The idea here is that we could build a boundaries around these natural barriers in code ie. in order to support long running processes, we could adapt our sleep
function implementation to persist context snapshot recorded so far, scrap current WASM instance, then schedule a cron job to wake it up and restart in cases when sleep is about to take longer.
Each process restart means quickly replaying captured effects from the barrier functions - like immediate omission of sleep
call, so that we could move to next execution steps right away - until we reach the next non-captured execution step.

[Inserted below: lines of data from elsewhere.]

PR #806, opened 2026-04-08
SNOW-2314161: In-band telemetry

sfc-gh-turbaszek:
Add OTel-based telemetry infrastructure to sf_core:
- Telemetry types (TelemetryEventType, ErrorOrigin)
- Serialization from OTel spans/metrics to Snowflake JSON format
- REST endpoint for POST /telemetry/send
- Custom SpanExporter and PushMetricExporter that serialize and ship
  telemetry data through the Snowflake in-band telemetry endpoint

Example event 
```json
{
  "host.arch": "x86_64",
  "os.type": "linux",
  "os.version": "24.04",
  "process.runtime.compiler": "Clang 21.1.4 ",
  "process.runtime.name": "CPython",
  "process.runtime.version": "3.14.2",
  "service.name": "snowflake-connector-python",
  "service.version": "2026.0.0",
  "snowflake.session.id": 3563548706699139,
  "type": "session_init"
}
```


sf_core/src/telemetry/serialization.rs
```diff
@@ -0,0 +1,198 @@
...
+            for kv in dp.attributes() {
+                message.insert(kv.key.as_str().to_string(), otel_value_to_json(&kv.value));
+            }
+            $logs.push(json!({
+                "message": message,
+                "timestamp": timestamp.to_string()
+            }));
+        }
+    }};
+}
```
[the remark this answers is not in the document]
sfc-gh-turbaszek: done

sf_core/src/apis/database_driver_v1/connection.rs
```diff
@@ -123,21 +123,39 @@ impl DatabaseDriverV1 {
...
-                        host,
-                        port,
-                        login_parameters.server_url.clone(),
-                        login_parameters.client_info.clone(),
-                        merged_params,
-                        login_final_names,
-                        resolved_snapshot,
-                    )
-                    .await;
+                    .get("CLIENT_TELEMETRY_ENABLED")
```
sfc-gh-jszczerbinski: Use param registry

protobuf/database_driver_v1.proto
```diff
@@ -342,6 +342,12 @@ message ConnectionSetOptionBoolResponse {
 message ConnectionInitRequest {
   ConnectionHandle conn_handle = 1;
   DatabaseHandle db_handle = 2;
+  // Wrapper identity fields — used to emit session_init telemetry during connection init.
```
sfc-gh-asolarski: is this a static set of fields or can it evolve?
maybe we could encapsulate that into something meaningful, like
```
TelemetryInitParams {
  optional string driver_name = 1;
  optional string driver_version = 2;
  optional string language_runtime = 3;
  optional string language_version = 4;
  optional string language_compiler = 5;
}
```

python/src/snowflake/connector/connection.py
```diff
@@ -179,7 +183,17 @@ def __init__(
                 ConnectionSetSessionParametersRequest(conn_handle=self.conn_handle, parameters=session_params)
             )
 
-        self.db_api.connection_init(ConnectionInitRequest(conn_handle=self.conn_handle, db_handle=self.db_handle))
+        self.db_api.connection_init(
+            ConnectionInitRequest(
+                conn_handle=self.conn_handle,
+                db_handle=self.db_handle,
+                driver_name="snowflake-connector-python",
```
sfc-gh-asolarski: maybe let's extract that to a constant?

python/tests/integ/telemetry/test_connection_telemetry.py
```diff
@@ -0,0 +1,85 @@
...
+    the request path, headers, and top-level payload structure. It runs against both
+    the universal and old drivers for comparison.
+    """
+    with WiremockClient().start() as wiremock:
+        wiremock.add_mapping("auth/login_success_jwt.json")
+        wiremock.add_mapping("telemetry/telemetry_send_success.json")
+
+        # The old driver needs private_key as DER bytes; the universal driver uses private_key_file
+        extra_params = {}
+        if not IS_UNIVERSAL_DRIVER:
```
sfc-gh-asolarski: we could stick to the convention and use `is_new_driver()` from the `compatibility.py`

python/tests/unit/test_internal_telemetry.py
```diff
@@ -0,0 +1,43 @@
...
+
+from snowflake.connector._internal.protobuf_gen.database_driver_v1_pb2 import (
+    ConnectionHandle,
+    DatabaseHandle,
+)
+from snowflake.connector.version import __version__
+from tests.compatibility import IS_UNIVERSAL_DRIVER
+
+
+pytestmark = pytest.mark.skipif(not IS_UNIVERSAL_DRIVER, reason="Requires universal driver")
```
sfc-gh-asolarski: why is it needed in the unit tests? (I don't even think it's really used)

python/tests/wiremock_client.py
```diff
@@ -119,6 +119,24 @@ def add_mapping(self, mapping_path: str, placeholders: Optional[dict[str, str]]
...
+            url_path_pattern: Regex pattern to match against request URL paths
+                             (e.g., "/telemetry/send")
+
+        Returns:
+            List of request objects captured by Wiremock.
+        """
+        response = requests.post(
+            f"{self.http_url()}/__admin/requests/find",
+            json={"urlPathPattern": url_path_pattern},
+        )
```
sfc-gh-asolarski, line 136: isn't copilot comment valid here? a timeout on this request might be useful

python/pyproject.toml
```diff
@@ -67,6 +67,7 @@ test = [
 dev = [
     "ruff",
     "mypy",
+    "mypy-protobuf",
```
sfc-gh-asolarski, line 70: what's the reasoning about adding this dep at this point?

sf_core/src/apis/database_driver_v1/connection.rs
```diff
@@ -123,21 +123,39 @@ impl DatabaseDriverV1 {
...
+                    .map(|v| v.eq_ignore_ascii_case("true"))
+                    .unwrap_or(true);
```
sfc-gh-asolarski, line 276: hmm, are we correctly assuming here that no information about telemetry returned from the backend equals "enabled"?

sf_core/src/apis/database_driver_v1/connection.rs
```diff
@@ -123,21 +123,39 @@ impl DatabaseDriverV1 {
...
+                drop(conn);
+
+                // Best-effort session_init telemetry — spawned as a background task
+                // so connection open never blocks on telemetry latency.
+                if telemetry_enabled {
+                    let conn_ptr_clone = conn_ptr.clone();
+                    tokio::spawn(async move {
+                        Self::send_session_init_telemetry(&conn_ptr_clone).await;
+                    });
+                }
```
sfc-gh-asolarski, line 286: so here we
1. drop the lock
2. spawn new task
3. reaquire the lock
4. copy needed data from the connection
5. unlock
6. send the span

can't we copy/extract needed data before dropping the lock and avoid locking connection for the second time at all? 
then we can do this extraction in a separate function, and we don't even need to clone the pointer to the connection just make `send_session_init_telemetry` function accept the extracted parameters

sf_core/src/apis/database_driver_v1/connection.rs
```diff
@@ -147,6 +165,53 @@ impl DatabaseDriverV1 {
...
+        };
+        // Mutex is now dropped.
+
+        // Step 2: Read session_id from the tokens RwLock without holding the Mutex.
+        let session_id = tokens_arc
+            .read()
+            .await
+            .as_ref()
+            .map(|t| t.session_id)
+            .unwrap_or(0);
```
sfc-gh-asolarski, line 334: is it safe to set the default session id to 0?

sf_core/src/apis/database_driver_v1/connection.rs
```diff
@@ -295,6 +360,41 @@ impl DatabaseDriverV1 {
...
+
+/// Wrapper identity set once via `ConnectionInit` and attached to all subsequent telemetry events.
+#[derive(Debug, Clone, Default)]
+pub struct WrapperIdentity {
+    pub driver_name: String,
+    pub driver_version: String,
+    pub language_runtime: String,
+    pub language_version: String,
+    /// `None` means compiler info is not applicable for this language.
+    pub language_compiler: Option<String>,
```
sfc-gh-asolarski, line 529: here only the `langugage_compiler` is optional, but in protobuf message definition all fields were defined optional, shouldn't we be consistent?

sf_core/src/telemetry/environment.rs
```diff
@@ -0,0 +1,143 @@
...
+            driver_name: String::new(),
+            driver_version: String::new(),
+            language_runtime: String::new(),
+            language_version: String::new(),
+            language_compiler: None,
+        }
+    }
+}
+
+fn detect_os_version() -> String {
```
sfc-gh-asolarski, line 47: couldn't we use some create for that? for example https://crates.io/crates/os_info

protobuf/database_driver_v1.proto
sfc-gh-turbaszek: Good point, this should be `WrapperIdentity` as similar set will be required for `ClinetInfo`

sfc-gh-jszczerbinski (approved):

python/pyproject.toml
sfc-gh-turbaszek: It's missing from dev setup, it's unrelated change

sf_core/src/apis/database_driver_v1/connection.rs
sfc-gh-turbaszek: Done — added `CLIENT_TELEMETRY_ENABLED` to `param_names` in `param_registry.rs` and replaced the string literal.

protobuf/database_driver_v1.proto
sfc-gh-turbaszek: Done — created a `WrapperIdentity` message and replaced the flat fields with `optional WrapperIdentity wrapper_identity = 3` in `ConnectionInitRequest`.

python/src/snowflake/connector/connection.py
sfc-gh-turbaszek: Done — extracted to `CLIENT_NAME = "snowflake-connector-python"` at module level.

python/tests/integ/telemetry/test_connection_telemetry.py
sfc-gh-turbaszek: Done — switched to `is_new_driver()` from `compatibility.py`.

python/tests/unit/test_internal_telemetry.py
sfc-gh-turbaszek: The `skipif` is needed — this test exercises the protobuf-based `connection_init` which only exists in the universal driver. Without it the test would fail with an ImportError on the old connector. Switched to `is_new_driver()` for consistency.

python/tests/wiremock_client.py
sfc-gh-turbaszek: Done — added `timeout=5` to all `requests.post()` calls in wiremock_client.py.

python/pyproject.toml
sfc-gh-turbaszek: `mypy-protobuf` is already in `build-system.requires` for wheel builds. Adding it to `dev` deps ensures developers can run `mypy` locally with protobuf stubs without doing a full build — standard convenience for local type checking.

sf_core/src/apis/database_driver_v1/connection.rs
sfc-gh-turbaszek: Yes — Snowflake server defaults `CLIENT_TELEMETRY_ENABLED` to true and only sends `"false"` when the account/user has opted out. If the parameter is absent (e.g. older server), defaulting to enabled matches server behavior. Added a comment explaining this reasoning.

sf_core/src/apis/database_driver_v1/connection.rs
sfc-gh-turbaszek: Agreed and already addressed — `send_session_init_telemetry` now extracts all needed data (env_info, tokens Arc, query_parameters, http_client) under the connection mutex in a single block, drops the mutex, then reads the tokens RwLock and sends. No double-locking.

sf_core/src/apis/database_driver_v1/connection.rs
sfc-gh-turbaszek: Yes — after a successful login, tokens are always present so this path shouldn't normally trigger. The `unwrap_or(0)` is a defensive fallback; session_id 0 acts as a harmless "no session" sentinel in the telemetry payload. Added a comment explaining this.

sf_core/src/apis/database_driver_v1/connection.rs
sfc-gh-turbaszek: Keeping the Rust struct fields as plain `String` (with `unwrap_or_default()` at the proto boundary) since it simplifies all downstream usage — every consumer can treat them as always-present strings. The `language_compiler` stays `Option<String>` because `None` has distinct semantic meaning ("not applicable for this language").

sf_core/src/telemetry/environment.rs
sfc-gh-turbaszek: Done — replaced the manual platform-specific detection with `os_info = "3"`. Simplifies ~40 lines of `#[cfg]` blocks down to a few lines.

This also means that the difference between capture/replay modes blurs out, as our workflow execution is both capturing un-executed steps and replaying the ones already performed on each restart, until the program completes.
What else?
We didn't cover non-determinism caused by multithreaded function execution - we didn't need to as WASM instances are by definition single threaded. We could of course change that - if you didn't notice our send
/receive
methods are already hints to an actor programming model - but again, since this happen over the boundaries of extern functions that we have control over, we can substitute them as well.
Keep in mind that replaying means re-executing code blocks between external functions - if such code contains ie. CPU-intensive logic, it will be executed each time it's called. That could be a problem, however it's much less frequent in scenarios we discussed above and can also be solved by having a conditional logic over the captured functions.